Gary, obviously the annealing issue does apply to the extractor as well. Also you obviously have a too-long firing pin nose (too much protrusion), it should protrude no more than 0.040" at the MAXIMUM, IMO 0.030"-0.035" is much better. This amount of protrusion is plenty for good ignition but is too short to hit the chamber edge, or in the case of the walls, too short to hit the extractor.

But your extractor should not be so hard that it breaks if struck. This is waaaay too hard, actually no additional hardness is needed on this non-critical part and so you didn't need to have it heat treated. I would suggest that you limit your f/p protrusion & anneal your next extractor and firing pin.

To anneal, heat the part to a red heat & soak for a few moments, then allow to cool VERY slowly. You can heat with a propane or oxyacetylene torch, an oven, a forge or a stove. Just make sure that the heat is higher than the red heat of the part, and cool it slowly. If you heat to a red heat of 1200-1400F then the part will become fairly soft, soft enough so that it will deform before it tears or breaks. If you heat only to ~600-800F as with the self-cleaning cycle of the kitchen oven, then the part will sometimes retain enough hardness to cause problems. It probably won't crack or break but may remain somewhat hard to file or polish easily.
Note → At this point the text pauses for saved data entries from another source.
PR #6732, opened 2025-11-13
enh: Add numpy masked array to  `masked_types`

hoxbro:
Surprised that `masked_types` didn't have numpy in it. And could see it was only used in one place in our codebase. 

Also adding a test for it.


hoxbro:
Have tested with the earliest supported versions:

image

Screenshot From 2025-11-13 15-16-47

PR #6744, opened 2025-11-25
fix: Suppress RunTime warnings for negative size values

### LINKED ISSUE #6742: RuntimeWarning with negative size values in matplotlib backend
There is a warning in the MPL backend which results from passing negative values to the `size` or `s` option. This warning does not arise in the bokeh backend (the warning is suppressed I guess).

_Originally posted by @Azaya89 in https://github.com/holoviz/hvplot/issues/1691#issuecomment-3571628713_

**MRE**
```python
import numpy as np
import pandas as pd
import holoviews as hv

hv.extension("bokeh", "matplotlib")

x = np.linspace(0.0, 10.0, 20)
y = list(range(-10, 10))
df = pd.DataFrame({'x': x, 'y': y})

# Bokeh plot - no warning
hv.Scatter(df, ['x'], ['y']).opts(size='y')
```

Image

```python
hv.output(backend="matplotlib")

# matplotlib plot - shows warning
hv.Scatter(df, ['x'], ['y']).opts(s='y')
```

Image

```
RuntimeWarning: invalid value encountered in sqrt
  scale = np.sqrt(self._sizes) * dpi / 72.0 * self._factor
```
This warning doesn't clearly indicate to users that the issue is with their negative size values, and for both backends, the negative values are filtered out when rendering the plot.

I'm proposing that we add a validation check that:
1. Detects when negative values are present in size-related options
2. Issues a clear, informative warning like: "Warning: Negative values detected in size dimension. Negative sizes may not render correctly."
3. Applies consistently across all backends before backend-specific rendering

I believe that this would provide better user experience and make the issue immediately clear to users

Azaya89:
closes #6742

Had to suppress the warning globally as this occurred in matplotlib's rendering code.

image

### DIFF
--- a/holoviews/plotting/mpl/renderer.py
+++ b/holoviews/plotting/mpl/renderer.py
@@ -164,9 +164,9 @@ class MPLRenderer(Renderer):
             )
             kw.update(kwargs)
 
-            # Attempts to precompute the tight bounding box
             with np.errstate(invalid="ignore"):
                 with suppress(Exception):
+                    # Attempts to precompute the tight bounding box
                     kw = self._compute_bbox(fig, kw)
                 bytes_io = BytesIO()
                 fig.canvas.print_figure(bytes_io, **kw)


hoxbro:
We should never globally suppress a warning! An example of how this can be done is shown in this diff:


``` diff
diff --git a/holoviews/plotting/mpl/element.py b/holoviews/plotting/mpl/element.py
index 1eee86fad..63262921b 100644
--- a/holoviews/plotting/mpl/element.py
+++ b/holoviews/plotting/mpl/element.py
@@ -663,6 +663,7 @@ class ElementPlot(GenericElementPlot, MPLPlot):
             # scatter have a default cmap and with an empty array will emit this warning
             warnings.filterwarnings('ignore', "No data for colormapping provided via 'c'")
+            warnings.filterwarnings('ignore', 'invalid value encountered in sqrt')
             artist = plot_fn(*plot_args, **plot_kwargs)
         return {'artist': artist[0] if isinstance(artist, list) and
                 len(artist) == 1 else artist}
diff --git a/holoviews/plotting/mpl/renderer.py b/holoviews/plotting/mpl/renderer.py
index fdef79d63..d7c72a073 100644
--- a/holoviews/plotting/mpl/renderer.py
+++ b/holoviews/plotting/mpl/renderer.py
@@ -169,7 +169,10 @@ class MPLRenderer(Renderer):
             except Exception:
                 pass
             bytes_io = BytesIO()
-            fig.canvas.print_figure(bytes_io, **kw)
+            import warnings
+            with warnings.catch_warnings():
+                warnings.filterwarnings('ignore', 'invalid value encountered in sqrt')
+                fig.canvas.print_figure(bytes_io, **kw)
             data = bytes_io.getvalue()
 
         if as_script:
```

Azaya89:
I already tried this approach but it didn't work. The warnings were still there.

hoxbro:
You should be able to suppress the warning only when we are calling it ourselves. We shouldn't manipulate global settings.

I seem to have gotten it to work with a little more work, around my original diff. 

image

holoviews/plotting/mpl/renderer.py
```diff
@@ -164,12 +165,11 @@ def _figure_data(self, plot, fmt, bbox_inches='tight', as_script=False, **kwargs
             kw.update(kwargs)
 
             # Attempts to precompute the tight bounding box
```
hoxbro: Let's move this down. to the relevant kw.

holoviews/plotting/mpl/element.py
```diff
@@ -660,7 +660,7 @@ def init_artists(self, ax, plot_args, plot_kwargs):
         if 'norm' in plot_kwargs: # vmin/vmax should now be exclusively in norm
             plot_kwargs.pop('vmin', None)
             plot_kwargs.pop('vmax', None)
-        with warnings.catch_warnings():
+        with (warnings.catch_warnings(), np.errstate(invalid="ignore")):
```
hoxbro, line 663: Check if this syntax also works on Python 3.10.

Azaya89: It works, thanks.

https://docs.python.org/3/whatsnew/3.10.html#parenthesized-context-managers

PR #6746, opened 2025-11-27
enh: Add support for `text_outline_width`

hoxbro:
Just merged in https://github.com/bokeh/bokeh/pull/14733 

Opening now, so we don't forget about it like we did with https://github.com/holoviz/holoviews/pull/6738


jbednar:
Nice! Was going here to open an issue about it, and I see you've already got the PR!

PR #171, opened 2021-10-06
Remove unnecessary isAgreementComplete check and field

techncl:


TomJKing (commented):
Looks good. Have you checked that the e2e tests don't need adjusting following this change?

PR #175, opened 2021-11-03
Add 'consignment type'

TomJKing:


src/test/scala/uk/gov/nationalarchives/tdr/api/routes/ConsignmentRouteSpec.scala
```diff
@@ -114,12 +115,49 @@ class ConsignmentRouteSpec extends AnyFlatSpec with Matchers with TestRequest wi
     checkConsignmentExists(response.data.get.addConsignment.consignmentid.get)
   }
 
+  "addConsignment" should "create a consignment of type 'standard' if no consignment type provided" in {
+    addSeries(
+      UUID.fromString("6e3b76c4-1745-4467-8ac5-b4dd736e1b3e"),
+      bodyId = UUID.fromString("830f0315-e683-440e-90d0-5f4aa60388c6"),
```
MancunianSam, line 121: Is it worth moving the two `UUID.fromString` calls into a variable at the top of the class and referencing it here as this is called quite a few  times?

src/test/scala/uk/gov/nationalarchives/tdr/api/routes/ConsignmentRouteSpec.scala
```diff
@@ -114,12 +115,49 @@ class ConsignmentRouteSpec extends AnyFlatSpec with Matchers with TestRequest wi
...
+      "Mock series")
+
+    val expectedResponse: GraphqlMutationData = expectedMutationResponse("data_judgment_consignment_type")
+    val response: GraphqlMutationData = runTestMutation("mutation_judgment_consignment_type", validUserToken(body = "default-transferring-body-code"))
+    response.data.get.addConsignment should equal(expectedResponse.data.get.addConsignment)
+
+    checkConsignmentExists(response.data.get.addConsignment.consignmentid.get)
+  }
+
```
MancunianSam, line 143: Is it worth adding a test in to check that a standard consignment is created when a standard consignment type is provided as well as when it's missing?

MancunianSam (commented):
Looks good cheers. Just a couple of suggestions

src/test/scala/uk/gov/nationalarchives/tdr/api/routes/ConsignmentRouteSpec.scala
TomJKing: Just moved the two UUID creation calls into variables. It gets too confusing to do much else. It's better to see the workings clearly of each individual test, rather than abstract the tests too much, I think.

src/test/scala/uk/gov/nationalarchives/tdr/api/routes/ConsignmentRouteSpec.scala
TomJKing: This was already done in the first `addConsignment` test. So just renamed the test to make it clearer

MancunianSam (approved):

PR #176, opened 2021-11-05
Fix test failing due to time difference between linux and windows

thanhz:
image
Fix some failing tests due to rounding of time on windows machines


MancunianSam (approved):
Thanks for sorting this.

PR #178, opened 2021-11-11
Add Database endpoint and Graphql Schema for Final Judgment Transfers

thanhz:


src/main/scala/uk/gov/nationalarchives/tdr/api/service/FinalTransferConfirmationService.scala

To prevent scale, coat the part with soap before heating red. To cool slowly, cover the part with either sand or ashes or some other insulator or leave it in the hot oven to cool overnight. I have also air-cooled parts somewhat faster by continuing to play the torch over the part while gradually withdrawing the flame farther and farther away over a period of several minutes. That's minutes, not moments, about 3-5 min is usually enough to do an adequate job. That's 3-5 full minutes before finally removing the torch flame, the part should still be at ~600-800F when the flame is finally removed.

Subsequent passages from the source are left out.